A $3 million grant from the USDA National Institute of Food and Agriculture Translational Genomics Program will study the genetic basis of resistance or susceptibility to Johne's disease over the next five years.
Johne's disease is a contagious, untreatable and fatal gastrointestinal disease of domesticated ruminant livestock. It ranks as one of the most costly infectious diseases of dairy cattle, affecting 65% of U.S. dairies.
Paul Coussens, professor in the Michigan State University departments of Animal Science and Microbiology and Molecular Genetics, is working on the project.
The objective of the five-year program, he says, is to understand why only some cattle get sick following infection with Mycobacterium avium subspecies paratuberculosis – the causative agent of Johne's disease – and to determine if it is possible to breed cattle that are more resistant to Johne's.

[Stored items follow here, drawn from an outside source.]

PR #1717, opened 2024-11-18
stream: force subscription store check as stop gap for wrapper side implementation

shazbert:
# PR Description

Noticed in Bybit that subscriptions weren't being added when I was flushing the connection every hour, ~~so abstracted adding and removing to websocket package then I can merge this to the open [PR chain](https://github.com/thrasher-corp/gocryptotrader/pull/1670). This is so we don't need to toil in the wrappers as well but there might be some edge cases I am not considering.~~ 

~~This only impacts exchanges that are upgraded to the websocket multi connection.~~

Added in checks in stream package so that the outbound subscriptions are added or removed from store.

Fixes bybit and Deribit

## Type of change

## How has this been tested

- [ ] go test ./... -race
- [ ] golangci-lint run
- [ ] Test X

## Checklist


gbjk:
I have concerns about building this out further:
* Some exchanges set PendingState and rely upon it
* Some exchanges add temporary subs until they have a better known sub key
* Fan out mechanics mean that sometimes the subs we add are't the ones we expected to

exchanges/stream/websocket.go
```diff
@@ -434,6 +434,13 @@ func (w *Websocket) connect() error {
 			break
 		}
 
+		if len(subs) != 0 {
+			if err = w.AddSuccessfulSubscriptions(conn, subs...); err != nil {
+				multiConnectFatalError = fmt.Errorf("%v Error adding successful subscriptions %w", w.exchangeName, err)
+				break
+			}
+		}
+
```
gbjk, line 443: I don't think we can do this all-or-nothing approach.
I'm not sure we should bail on connect in *either* situation (multi or not), because failing to subscribe does not mean failing to connect. We should probably log the error and continue on.

But in this instance, if we managed to subscribe to 4 subs out of 5, we don't want to have not recorded that we subscribed to them.

As Subscriber is right now, I don't think we can delay Adding until here. It has to be in the manageSubs with more granular visibility.

This feels like it's raised a new issue for me of "connect shouldn't error if some subs fail", but that's separate.

gbjk (changes requested):
Given comment, I don't see a way to move this forward right now.
I feel like the manageSubs is the only place we can properly manage sub state.
One edge case in the back of my mind is resubscribing, as well, particularly on orderbook fail.

exchanges/stream/websocket.go
shazbert: Yeah I differ in perspective on that, I regard a failure on 1 is a failure on the entire set. Especially when trading I want to ensure when I connect its subscribed to all the required subscriptions I want. 

If there is a failure on subscription its either a malformed outbound payload or the response from the connection is delayed in both cases the connection is not ideal for trading ops. A retry under a for loop is easier and less complicated after handling error from `connect` if it is a subscription delay error.

shazbert:
These are all fair points, an option I will investigate is check the connection subscription status after subscriptions to see if they have been added or removed. So that at least it complains that it needs to be added in the exchange packages themselves.

exchanges/stream/websocket.go
gbjk: Feel free to return error from connect.
I don't agree with it, but sure.

_Aside: The best solution to my problem with connect returning error is to not have connect do other things, and have `Run` call connect, then auth, then subscribe. Clearer responsibilities for methods.
I really can't get onboard with calling a method called connect, it connects, then does something else and returns an error about that other thing._

But for today, my problem is: Subs succeeded, but you haven't added any of them as successful.

If you want to return error from connect on sub failure, please ensure the successful ones are added first, then return error.

shazbert: > Aside: The best solution to my problem with connect returning error is to not have connect do other things, and have Run call connect, then auth, then subscribe. Clearer responsibilities for methods.
I really can't get onboard with calling a method called connect, it connects, then does something else and returns an error about that other thing.

Well no the current design differs slightly from  `connect -> auth -> subscribe` so we retrieve subscriptions -> only if subscriptions are available attempt connection/connect -> authenticate connection if available -> then subscribe (auth/unauth subs). We don't need to spawn connection/connect when there are no subscriptions, there is a caveat here for when this is allowed for a dedicated outbound connection for requests. This allows us to scale in the event of connection only allowing N subs per connection in future as well (OKX). Connect() means nothing without subscriptions. I guess we could rename to something different? 

> But for today, my problem is: Subs succeeded, but you haven't added any of them as successful.
If you want to return error from connect on sub failure, please ensure the successful ones are added first, then return error.

I don't know what you mean by this sorry? In regards to the current state of the PR I have added in `AddSuccessfulSubscriptions` but we are not going to do this any way? If this is directly related to `I will investigate is check the connection subscription status after subscriptions to see if they have been added or removed. So that at least it complains that it needs to be added in the exchange packages themselves.` If there are issues yeah I will address that for this. 

I just want to steer this into a less complicated scenario for exchange implementations, pulling everything apart and toiling on things like this, seems like a good to have instead of a need to have. Everything you have said on your concerns has been on point. I am just trying to give a different perspective.

gbjk: > Connect() means nothing without subscriptions.

We have non-subscription ws methods sometimes, right?
Or do you mean purely in the context of GateIO?

gbjk: > I don't know what you mean by this sorry?

If this PR merges as it currently is, it means that subs which succeeded are not added as successful, if any failed.

Previously they were added as they succeeded by the exchange, one by one.
Now, if one of them fails, then L434 `break` means none of them is added, and that's wrong.

I don't know how you can do this outside of the exchange implementation, because it's so varied when and how we decide it's successful.

gbjk:
@shazbert Just realised that I haven't mentioned:

I completely agree about abstracting from exchange implementations. I'm just not yet ready to see how to do it.
My intention was to finish merging all the exchange sub changes, then handle how multi-asset sub confs should work (which is GateIO + multi-sockets + assets ), and then review what hinge points stop us moving stuff up.

I've been looking to abstract this, but I don't think we're ready yet because too much is in flight and unmerged.
My hope is that they all get ParallelChanOp and GenerateSubs for free, at least, and then maybe some more.

shazbert:
> @shazbert Just realised that I haven't mentioned:
> 
> I completely agree about abstracting from exchange implementations. I'm just not yet ready to see how to do it. My intention was to finish merging all the exchange sub changes, then handle how multi-asset sub confs should work (which is GateIO + multi-sockets + assets ), and then review what hinge points stop us moving stuff up.
> 
> I've been looking to abstract this, but I don't think we're ready yet because too much is in flight and unmerged. My hope is that they all get ParallelChanOp and GenerateSubs for free, at least, and then maybe some more.

@gbjk I have added in new code now with fixes, when you have time could you please check them out.

exchanges/stream/websocket.go
```diff
@@ -683,6 +679,31 @@ func (w *Websocket) FlushChannels() error {
...
+// updateChannelSubscriptions subscribes or unsubscribes from channels and checks that the correct number of channels
+// have been subscribed to or unsubscribed from.
+func (w *Websocket) updateChannelSubscriptions(c Connection, store *subscription.Store, incoming subscription.List) error {
+	subs, unsubs := w.GetChannelDifference(c, incoming)
+	if len(unsubs) != 0 {
+		prevState := store.Len()
+		if err := w.UnsubscribeChannels(c, unsubs); err != nil {
+			return err
+		}
+		if diff := prevState - store.Len(); diff != len(unsubs) {
```
gbjk, line 691: This doesn't feel right ...
1) Shouldn't Unsubscribe be erroring if it wasn't successful ?
2) Shouldn't the state of all subs in unsubs be changing ?
That said, it's not too bad either.

gbjk (approved):
Looks good.
It's not too invasive, and doesn't change too much, so I'm happy.

I'm working on sub management and routing separately for gateio, but this doesn't tread on any toes.

exchanges/stream/websocket.go
shazbert: > Shouldn't Unsubscribe be erroring if it wasn't successful ?

I think it should, I just added it as a catch all in the event we forgot to remove it from the store when it was successful. Then it should complain. _should_ 😬 

> Shouldn't the state of all subs in unsubs be changing

Now you are making me think this is all completely wrong 😆. This specifically didn't catch any issues. Can you suggest a better way as a back up check? Cause I am drooling at my screen trying to figure it out 🤤.

exchanges/stream/websocket.go
```diff
@@ -683,6 +679,31 @@ func (w *Websocket) FlushChannels() error {
 	return nil
 }
 
+// updateChannelSubscriptions subscribes or unsubscribes from channels and checks that the correct number of channels
+// have been subscribed to or unsubscribed from.
+func (w *Websocket) updateChannelSubscriptions(c Connection, store *subscription.Store, incoming subscription.List) error {
```
gloriousCode, line 684: Please add a dedicated test to this function

gloriousCode (changes requested):
A strict rule, but it makes sense

exchanges/deribit/deribit_websocket.go
```diff
@@ -836,7 +836,14 @@ func (d *Deribit) handleSubscription(method string, subs subscription.List) erro
...
 	}
-	return err
+	if err != nil {
+		return err
+	}
+
+	if method == "unsubscribe" {
+		return d.Websocket.RemoveSubscriptions(d.Websocket.Conn, subs...)
+	}
+	return d.Websocket.AddSubscriptions(d.Websocket.Conn, subs...)
```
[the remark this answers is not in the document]
shazbert: Nice catch, didn't even notice that. None of those subs were being added to the subscription store and my changes complained. I will check it out.

exchanges/stream/websocket_test.go
```diff
@@ -63,31 +63,33 @@ type testSubKey struct {
 	Mood string
 }
 
-var defaultSetup = &WebsocketSetup{
-	ExchangeConfig: &config.Exchange{
-		Features: &config.FeaturesConfig{
-			Enabled: config.FeaturesEnabledConfig{Websocket: true},
+func newDefaultSetup() *WebsocketSetup {
```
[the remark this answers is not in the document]
shazbert: Sure, what do you want it called? It usually prepend `new` when its a pointer to a type but its not a zero valued allocation so it's not technically correct.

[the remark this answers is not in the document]
gloriousCode: Actually never mind. I'm going to say I was too tired when I looked at that

exchanges/stream/websocket.go
shazbert: [Done here](https://github.com/thrasher-corp/gocryptotrader/pull/1717/commits/759e225bba1e50cac9bcc6e592a218c336579d2d)

exchanges/deribit/deribit_websocket.go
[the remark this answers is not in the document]
shazbert: [Done here](https://github.com/thrasher-corp/gocryptotrader/pull/1717/commits/fcf1d23cea4a618ad686cdd909fd136230c4e9df)

exchanges/deribit/deribit_websocket.go
```diff
@@ -827,23 +831,23 @@ func (d *Deribit) handleSubscription(method string, subs subscription.List) erro
 		subAck[c] = true
 	}
 	if len(subAck) != len(subs) {
-		err = common.ErrUnknownError
+		err = errSubscriptionFailureDetected
 	}
 	for _, s := range subs {
 		if _, ok := subAck[s.QualifiedChannel]; ok {
-			err = common.AppendError(err, d.Websocket.AddSuccessfulSubscriptions(d.Websocket.Conn, s))
+			if strings.Contains(method, "subscribe") {
```
gloriousCode, line 838: I haven't tested yet, but "unsubscribe" contains the string "subscribe" and so both would likely fall in here

shazbert: [pushed](https://github.com/thrasher-corp/gocryptotrader/pull/1717/commits/7401285cad333b21b7295baf48c1c85b139c621a)

exchanges/bybit/bybit_websocket.go
```diff
@@ -167,28 +167,30 @@ func (by *Bybit) handleSubscriptions(operation string, subs subscription.List) (
 	if err != nil {
 		return
 	}
-	chans := []string{}
-	authChans := []string{}
+	var chans subscription.List
+	var authChans subscription.List
```
gbjk, line 171: Nit:
If `handleSubscriptions` accepts `auth bool` then you can call it twice with `subs.Public(), false` and `subs.Private(), true`.
Then all the code below becomes the same, and auth field uses the method param.
Side effect is that authed subs would get batched into groups of 10, but I think that's neither an issue or possible.

exchanges/deribit/deribit_websocket.go
```diff
@@ -123,6 +123,8 @@ var (
 	}
 )
 
+var errSubscriptionFailureDetected = errors.New("subscription failure detected")
```
gbjk, line 126: This feels like it's `stream.ErrSubscriptionFailure `in disguise 🤠

exchanges/deribit/deribit_websocket.go
```diff
@@ -779,6 +781,7 @@ func (d *Deribit) GetSubscriptionTemplate(_ *subscription.Subscription) (*templa
 		"channelName":     channelName,
 		"interval":        channelInterval,
 		"isSymbolChannel": isSymbolChannel,
+		"fmt":             formatPerpetualPairWithSettlement,
```
gbjk, line 784: Nit: Don't think we can call this `fmt` when it's specific to Futures.

exchanges/deribit/deribit_websocket.go
```diff
@@ -827,16 +831,23 @@ func (d *Deribit) handleSubscription(method string, subs subscription.List) erro
...
 		if _, ok := subAck[s.QualifiedChannel]; ok {
-			err = common.AppendError(err, d.Websocket.AddSuccessfulSubscriptions(d.Websocket.Conn, s))
+			if !strings.Contains(method, "unsubscribe") {
+				err = common.AppendError(err, d.Websocket.AddSuccessfulSubscriptions(d.Websocket.Conn, s))
+			} else {
+				err = common.AppendError(err, d.Websocket.RemoveSubscriptions(d.Websocket.Conn, s))
+			}
 		} else {
-			err = common.AppendError(err, errors.New(s.String()))
+			err = common.AppendError(err, errors.New(s.String()+"failed to"+method))
```
gbjk, line 844: Unless I'm wrong:
```suggestion
			err = common.AppendError(err, errors.New(s.String()+" failed to "+method))
```

exchanges/deribit/deribit_websocket.go
```diff
@@ -827,16 +831,23 @@ func (d *Deribit) handleSubscription(method string, subs subscription.List) erro
 		subAck[c] = true
 	}
 	if len(subAck) != len(subs) {
-		err = common.ErrUnknownError
+		err = errSubscriptionFailureDetected
```
gbjk, line 834: So, this would be covering ... any subs that come back that we didn't expect, which won't be reported in the for range below?
It feels like it'd be better to delete from subAck as we range subs, and then error to say "Unexpected channels in Result" or something.
Cos otherwise, this error will be impossible to diagnose and I'd probably say misleading.

exchanges/stream/websocket.go
```diff
@@ -455,6 +461,11 @@ func (w *Websocket) connect() error {
 			break
 		}
 
+		if len(subs) != 0 && w.connectionManager[i].Subscriptions.Len() != len(subs) {
+			multiConnectFatalError = fmt.Errorf("%v %w expecting %d subscribed %v", w.exchangeName, errSubscriptionsNotAdded, len(subs), subs)
+			break
```
gbjk, line 466: I still have this problem:
We call connect on an exchange, one pair on one asset fails to subscribe (like TRUMPEW the other day) and all connections get torn down for all asset types and subs.
I still don't agree with that.
The biggest problem I think I have is the strong coupling between connections and subs.
If a consumer wants to connect the websocket without subs, and then later call `Subscribe` manually, we both *allow* it, and *don't support it* at the same time.

I think this is a wider topic, because this change doesn't make 454/460 *worse*, but it doubles down on the concept.

I think we need to say "Connecting is connecting, and Subscribing is separate" especially when new subs or resubs could connect new subs.

I'll continue to work on this, so I'm just highlighting for alignment on direction.

In the meantime, I'd gently request again to log the error, and return it, but not tear down all of the subs and conns for all assets.

exchanges/stream/websocket.go
gbjk: Sorry for late reply on this.
I think I'd want see that ranging the subs and unsubs have changed State, and that store contains (or doesn't) each one. `ContainsAll` and `ContainsNone` or something.
I really don't like checking len as a catchall, because it could false positive.
We're not locking store when we do any of this, afterall.

exchanges/stream/websocket.go
```diff
@@ -683,6 +679,34 @@ func (w *Websocket) FlushChannels() error {
 	return nil
 }
 
+// updateChannelSubscriptions subscribes or unsubscribes from channels and checks that the correct number of channels
+// have been subscribed to or unsubscribed from.
+func (w *Websocket) updateChannelSubscriptions(c Connection, store *subscription.Store, incoming subscription.List) error {
+	if store == nil {
+		return fmt.Errorf("%w for %T", common.ErrNilPointer, store)
+	}
```
gbjk, line 687: Nit: Since this is a private method, I'd hope we wouldn't need this check, and associated tests.

gbjk (approved):
Good work.

Only nits.

I'm asking for a change to not tear everything down on single sub failure, but if you don't make that change, it's no worse than before, so I'm fine.

exchanges/deribit/deribit_websocket.go
shazbert: It calls it against every pair, are you asking me to only call it against futures?

exchanges/stream/websocket.go
shazbert: > We call connect on an exchange, one pair on one asset fails to subscribe (like TRUMPEW the other day) and all connections get torn down for all asset types and subs.

Do you remember what specifically caused this?

The coupling connect() with subs is not great, regarding `"Connecting is connecting, and Subscribing is separate"` though is I think `connect` function might be changed to handle connections that don't require subscriptions and spawn a middleware handler that performs a JIT connection based on current/incoming subscriptions which also drops connections when unsubscribing when subs is empty, that way it scales a bit better with respect to a connections max sub capacity. I don't currently have a design that could help you in that respect though. 

> In the meantime, I'd gently request again to log the error, and return it, but not tear down all of the subs and conns for all assets.

Sure, if it's easier for everyone else I will just log it and I can just modify my own trading branch to be throwing the baby out with the bathwater myself. 🤷

shazbert: @gloriousCode @thrasher- I pivot off these errors in my own trading branches that retries connect until it establish a clean slate or base line of full subscriptions across all trading pairs that I require. Happy to just log this out like GK suggests if we all agree and I will update tests.

exchanges/deribit/deribit_websocket.go
gbjk: Nope. But I think it's misleading that it's not really format for every pair, even if it's called for all of them.
So I guess I'd vote for: Rename the template func to `fmtFuturePairs` or rename the func called to formatChannelPair.
What's catching me is the disconnect between what's in the template and the actual func name.
Can also ignore.

exchanges/stream/websocket.go
gbjk: > Do you remember what specifically caused this?

A badly listed futures pair erroring on orderbook.

> I pivot off these errors in my own trading branches that retries connect until it establish a clean slate or base line of full subscriptions across all trading pairs that I require.

Okay. This might be the crux of our disagreement.
You should not need to disconnect and unsub everything just because one thing fails, if your goal is to ensure it eventually works.
connectionManager should be monitoring and reconnecting, and if it doesn't have requisite granularity we should improve that.
And I think subscriptionManager should manager subscriptions.

What I'm aiming for is smaller responsibilities for functions that have names (and meanings) like connect, so they're more versatile (or composable) and easier to test.

Can you throw me any other requirements you might have like "retry subs and conns until everything is working", if you have any ?

I see exactly the same situation, and also wanna know "When's everything looking good?".

exchanges/subscription/store.go
```diff
@@ -206,3 +206,21 @@ func (s *Store) Len() int {
 	defer s.mu.RUnlock()
 	return len(s.m)
 }
+
+// PartitionByPresence returns two lists; one with the subscriptions that are present in the store and one with the
+// subscriptions that are not
+func (s *Store) PartitionByPresence(compare List) (matched, unmatched List) {
```
gbjk, line 212: Thought about this for a while, and I think it's cute, but wrong to have a function where you're always using one or the other return.
I thought about giving it a bool for whether you want it there or not.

The slow, progressive nature of Johne's disease makes diagnosis difficult, especially during the early preclinical stages. There are no cost-effective therapies, and vaccines—which aren't used in the United States—do not prevent infections or stop the spread of the disease to other animals.
"The new Translational Genomics Program from USDA NIFA allows us enough time and funds to track animals over a long period of time. This is critical in research on Johne's disease because the disease can take two to five years to develop following initial infection," Coussens said.
During the first and second years of the project, the researchers hope to determine the genetic makeup of each of the animals in the study and monitor the progress of each animal in a producer setting in commercial herds.
"The goal is to be able to identify animals very early on that have a high probability of being resistant to the infection to begin with," Coussens said.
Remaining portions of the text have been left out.